SUPPLIED RECORDS below:
PR #6453, opened 2020-02-29
Remove unuseful promise resolve.

santiagosemhan:
There is no need to make an extra Promise.resolve into an async function. This only downgrade event loop performance. Mix callback promises and async/await is not a good pattern.


santiagosemhan:
My bad, I will run some more tests!

Issue #6464, opened 2020-03-05
Release notes should contain index changes


mtrezza:
**Is your feature request related to a problem? Please describe.**
Parse Server 4.0.0 mentions this breaking change:

> FIX: BREAKING CHANGE Prevent new usernames or emails that clash with existing users' email or username if it only differs by case. For example, don't allow a new user with the name 'Jane' if we already have a user 'jane'.

However, it is not clear that the fix creates a new index in the DB.

Creating indices in a mongoDB replica set is a delicate action, because:
- Other DB queries can depend on existing indices
- Index creation causes additional DB load (affects resources and oplog)
- For large collections it can make sense to create an index in a rolling node fashion

**Describe the solution you'd like**
Any (future) DB index modifications should be clearly mentioned in Parse Server release notes, with the same importance as a breaking change.

**Additional context**
- https://docs.mongodb.com/manual/tutorial/build-indexes-on-replica-sets/

TomWFox:
@mtrezza we've updated the changelog and release notes accordingly, hopefully its satisfactory.

It could be a good idea to have a clear release doc with all the steps, chagelog and release notes formatting and notes like this.

mtrezza:
Great! I agree, a release template would make sure that for example index changes are mentioned.

PR #6469, opened 2020-03-05
Add warning in changelog regarding upgrade to 4.0 and index creation

acinader:
fixes: #6464

### DIFF
--- a/CHANGELOG.md
+++ b/CHANGELOG.md
@@ -1,20 +1,7 @@
 ## Parse Server Changelog
 
 ### master
-[Full Changelog](https://github.com/parse-community/parse-server/compare/4.1.1...master)
-
-### 4.1.1
-[Full Changelog](https://github.com/parse-community/parse-server/compare/4.1.0...4.1.1)
-
-__Special Note on Upgrading to Parse Server 4__
-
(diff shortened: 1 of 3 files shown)


TomWFox:
Could we not just update the changelog and release notes instead of creating a new release?

acinader:
¯\_(ツ)_/¯

TomWFox:
It’s possible, seems like an easier solution to me?

acinader:
at this point, it's easier for __me__ to just release this if you think the wording is good and correct.

having said that, i'm glad to close this and you can do as you see fit and I'd be just as happy with that!

:).  and thanks for the prompt review and responses.  much appreciated as always.

TomWFox:
Fair enough, I feel that it could be confusing to create a new release even though the change is in a previous one.

I’m happy to apply my suggestions in this PR and then update the release notes accordingly.

TomWFox:
I know you can't add a review, but does this look ok to you?

acinader:
@TomWFox that looks great.  Let 'er rip.  I really appreciate it.

TomWFox:
No worries, you did most real work, nicely written!

PR #6490, opened 2020-03-11
Update .travis.yml

cbaker6:
fixing postgres issue in CL


acinader:
note from @cbaker6 : the hypothesis is that travis was loading both postgres 9 and 11 and this should just load 11.

PR #6495, opened 2020-03-11
Switch ACL to Relay Global Id

Moumouls:


src/GraphQL/loaders/defaultGraphQLTypes.js
```diff
@@ -553,7 +554,7 @@ const ACL = new GraphQLObjectType({
         Object.keys(p).forEach(rule => {
           if (rule !== '*' && rule.indexOf('role:') !== 0) {
             users.push({
-              userId: rule,
+              userId: toGlobalId('_User', rule),
```
davimacedo: Can we make to work with either Relay global id or Parse object id?

src/GraphQL/transformers/mutation.js
```diff
@@ -99,6 +99,10 @@ const transformers = {
     }
     if (value.users) {
       value.users.forEach(rule => {
+        const globalIdObject = fromGlobalId(rule.userId);
```
davimacedo: Like here. I think here it is working with both ids.

src/GraphQL/loaders/defaultGraphQLTypes.js
Moumouls: Its the output type, we should return only the RelayId, otherwise it would be hard in a near further to get off `objectId`

davimacedo: Sorry. My bad. You're right.

Issue #6374, opened 2020-01-27
Proposal to DROP SUPPORT of Postgres due to ongoing CI Instability


Moumouls:
It seems that we have some CI fails
https://github.com/parse-community/parse-server/pull/6371
https://github.com/parse-community/parse-server/pull/6360
https://github.com/parse-community/parse-server/pull/6363

Sometimes Postgres error:
```sh
ERROR:  could not access file "$libdir/postgis-2.4": No such file or directory
The command "psql -c 'CREATE EXTENSION postgis;' -U postgres -d parse_server_postgres_adapter_test_database" failed and exited with 1 during .
```

Sometimes Push error:
```sh
PushController properly creates _PushStatus
  Message:
    Expected 'pending' to be 'running'.
  Stack:
    Error: Expected 'pending' to be 'running'.
        at <Jasmine>
        at reconfigureServer.then.then.then.then.then.catch.then (/home/travis/build/parse-community/parse-server/spec/PushController.spec.js:647:48)
        at process._tickCallback (internal/process/next_tick.js:68:7)
Pending:
```

Do you have any idea where the failures come from?

davimacedo:
@Moumouls thanks for reporting. We need to figure it out. In the meantime, I managed to have your PRs tests passing.

dplewis:
I tried to fix the postgres issue a while ago.

https://github.com/parse-community/parse-server/pull/6299

I could downgrade to 10 and see if that helps (originally was at 9.5 then jumped to 11). I don't know why its looking for postgis 2.4 (it should look for 2.5 and I don't know how to force it).

For the Push Status one I might be able to fix it indirectly.

acinader:
I am just restarting builds to get them to pass.  Not sustainable.

davimacedo:
I've also done this for a long while now...

acinader:
do you use postgres?

I am really can't take the time to be able to test postgres.

I think we should take it out of testing and only add it back if someone who actually uses it in production can help.

davimacedo:
I don't have any app using Postgres but I know there are some users out there using it. I am not sure about just removing it. I think we'd need to descontinue its support because if we remove it from the CI it will stop working sooner or later. Maybe we can think about moving it to a different repo with its own tests which would be pinned to use the current version of Parse till the moment someone join to maintain it. I'm not sure. I'm open to ideas because it is really consuming a lot of a time to continue carrying it here and make sure everything we do also passes on Postgres even though there are probably few users using it.

[...]

PR #6505, opened 2020-03-14
Travis: Separating Postgres & Mongo scripts

cbaker6:
Checking...


dplewis:
> Checking...

Nice 

I tried apt-get before I hope it works.

.travis.yml
```diff
@@ -34,6 +34,9 @@ before_install:
 - nvm install $NODE_VERSION
 - nvm use $NODE_VERSION
 - npm install -g greenkeeper-lockfile@1
+- sudo apt-get remove -q 'postgresql-*'
+- sudo apt-get update -q
+- sudo apt-get install -q postgresql-11 postgresql-11-postgis-2.5 postgresql-11-postgis-2.5-scripts
```
dplewis: We can only install this for PG build to improve speed. If we can’t get it to work we can downgrade to 10

cbaker6:
@dplewis I hope it catches the removal of all postgres versions. I watched the Xenial build during it's initial install and it looks like it installs way more versions of postgres than what's listed on the site

cbaker6:
@dplewis does the error, "role travis doesn't exist" happen often. It popped up in one of the test and looks like it's stuck in a loop

dplewis:
@cbaker6 Thanks for working together with me on this.

cbaker6:
@dplewis np, though it looks the lines I've added may have caused an issue

cbaker6:
Temporary fix for #6374 

@dplewis @acinader I think this is ready for you to take a look at. 

Postgres scripts have been separated from mongo so fails are independent. Also, the Postgres builds are allowed to fail since the error still creeps up sometimes. Below are details I left in one of the comments:

Now the mongo and postgres scripts are independent of each other to prevent the `ERROR:  could not access file "$libdir/postgis-2.4": No such file or directory` of showing up in the rest of the builds.

In addition, a test for postgres-12 has been added for future compatibility. Both the postgres-11 and postgres-12 have been added to `allow_failures` because the aforementioned error still creeps up. Important note is that the error has nothing to do with compatibility with postgres, but rather seems to be an error of how postgres (or really postgis) is being referenced in the respective travis distribution. Lastly, this error, if truly random should appear less than before as the postgres scripts aren't being run for every build as it previously was running.

cbaker6:
I believe this is ready to go now. I fixed the postgis issue by removing the pre-installed versions of postgis at the right time in travis.

I tested this by running the builds 7 times. Note that the postgres builds runs twice every time for postgres-11 and postgres-12, so it had 14 times to show back up. Previous tests had the error popping up within 1/5 runs, though postgres scripts were technically be ran on every test then.

The only issues that caused to builds to fail are errors that I suspect pop up every once in awhile like rediscacheadapter `Expected null not to equal null.` and the Node 12.12 issue. In addition, there are some postgres 11 and postgres 12 errors that pop up every few builds that need to be looked at (I commented on these in my previous commit). A last note about errors in the Postgres build is every once in awhile a fail will occur such as [this one](https://travis-ci.org/github/parse-community/parse-server/jobs/662593837?utm_medium=notification) where a bunch of F's are output and the test eventually times out. I've allowed the postgres tests to fail (similar to node 12.12) so the aforementioned issues don't get in the way of other checks, though they seem to pass most of the time.

I suspect the postgres errors that show up now have been around for awhile and I will take a look at another time, but the main issue here appears to be fixed.

Let me know what you all think...

cbaker6:
Error counts that look like real postgres bugs (in either the adaptor or test cases)

- Postgres 11
-- [Expected undefined to equal 'hello'](https://travis-ci.org/github/parse-community/parse-server/jobs/662599865?utm_medium=notification&utm_source=github_status); 3/7 times
-- [Multiple F's then time out](https://travis-ci.org/github/parse-community/parse-server/jobs/662593837?utm_medium=notification&utm_source=github_status); 1/7 times

- Postgres 12
-- [Expected undefined to equal 'hello'; Expected 'running' to equal 'succeeded'](https://travis-ci.org/github/parse-community/parse-server/jobs/662597046?utm_medium=notification&utm_source=github_status);  1/7 times

It seems the first error for postgres-11 and 12 above are the same (occur on the same line), it probably just propagates in 12

cbaker6:
Moved the postgres scripts to files

.travis.yml
```diff
@@ -52,8 +38,29 @@ after_script:
...
+      apt:
+        packages:
+          - postgresql-11-postgis-2.5
+          - postgresql-11-postgis-2.5-scripts
+    env: POSTGRES_MAJOR_VERSION=11 PARSE_SERVER_TEST_DB=postgres
+    before_install: bash scripts/before_install_postgres.sh
+    before_script: bash scripts/before_script_postgres.sh
+  - stage:
+    addons:
+      postgresql: '12'
```
dplewis: Can you remove PG 12 from here? Our build matrix is all ready at the max for concurrent jobs (5) and is taking ~19 minutes to build.

Everything looks good! Lets see how it goes.

cbaker6: Done

PR #6515, opened 2020-03-16
GraphQL: Change Order Enum Strategy

Moumouls:
Due to https://github.com/apollographql/graphql-tools/pull/1206, enums with custom value are not correctly merged and lead to bugs and validation error.

We need to transform GraphQL Order to Parse Order later before sending request to Parse Server.

This bug only occur on merged schemas.

### DIFF
--- a/src/GraphQL/helpers/objectsQueries.js
+++ b/src/GraphQL/helpers/objectsQueries.js
@@ -3,6 +3,20 @@ import { offsetToCursor, cursorToOffset } from 'graphql-relay';
 import rest from '../../rest';
 import { transformQueryInputToParse } from '../transformers/query';
 
+const transformOrder = order =>
+  order
+    .map(o => {
+      const direction = o.indexOf('_ASC') > 0 ? '_ASC' : '_DESC';
+      let field = o.replace(direction, '');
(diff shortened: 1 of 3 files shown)


yaacovCR:
A more long term approach would be to use https://www.npmjs.com/package/graphql-tools-fork, following gatsby and graphql-toolkit. Happy to help

davimacedo:
That would be great @yaacovCR . Feel free to open a PR.

yaacovCR:
Sounds good, does this change come with any failing tests to check?

davimacedo:
No failing tests were added. That's my bad. I should had requested  @Moumouls to do so. But I was able to reproduce this issue myself. You just need to extend the graphql auto schema and then perform any sort in any query. I can try to write something if you need it.

yaacovCR:
I kind of need it. :) I want to be sure when I switch to fork and revert this patch that it still all works.

davimacedo:
Just sent the PR: https://github.com/parse-community/parse-server/pull/6537/commits

You can continue the development over that branch

yaacovCR:
This is now fixed in upstream graphql-tools as well in v5 which merges fork.

yaacovCR:
See #6611

PR #6517, opened 2020-03-18
Apply `npm install` to package-lock.json

noahsilas:
It's not clear what happened in #6478, but it appears that it dropped
the `ws` dependency of the `parse` package when it was updating the
local version of the dependency. This means that running `npm install`
dirties the working tree, which is surprising!

A similar problem seems to have occurred in #6504, that time related to
the `commander` package.

I've filed an issue for the surprising behavior from greenkeeper:
https://github.com/greenkeeperio/greenkeeper-lockfile/issues/250

### DIFF
--- a/package-lock.json
+++ b/package-lock.json
@@ -51,6 +51,7 @@
       "dev": true,
       "requires": {
         "chokidar": "^2.1.8",
+        "commander": "^4.0.1",
         "convert-source-map": "^1.1.0",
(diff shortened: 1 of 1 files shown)


acinader:
probably an npm version mismatch

dplewis:
Closing as will be addressed in https://github.com/parse-community/parse-server/pull/6560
End of SUPPLIED RECORDS.
Go through the data above and copy each line in which "either" appears.

davimacedo: Can we make to work with either Relay global id or Parse object id?
Error counts that look like real postgres bugs (in either the adaptor or test cases)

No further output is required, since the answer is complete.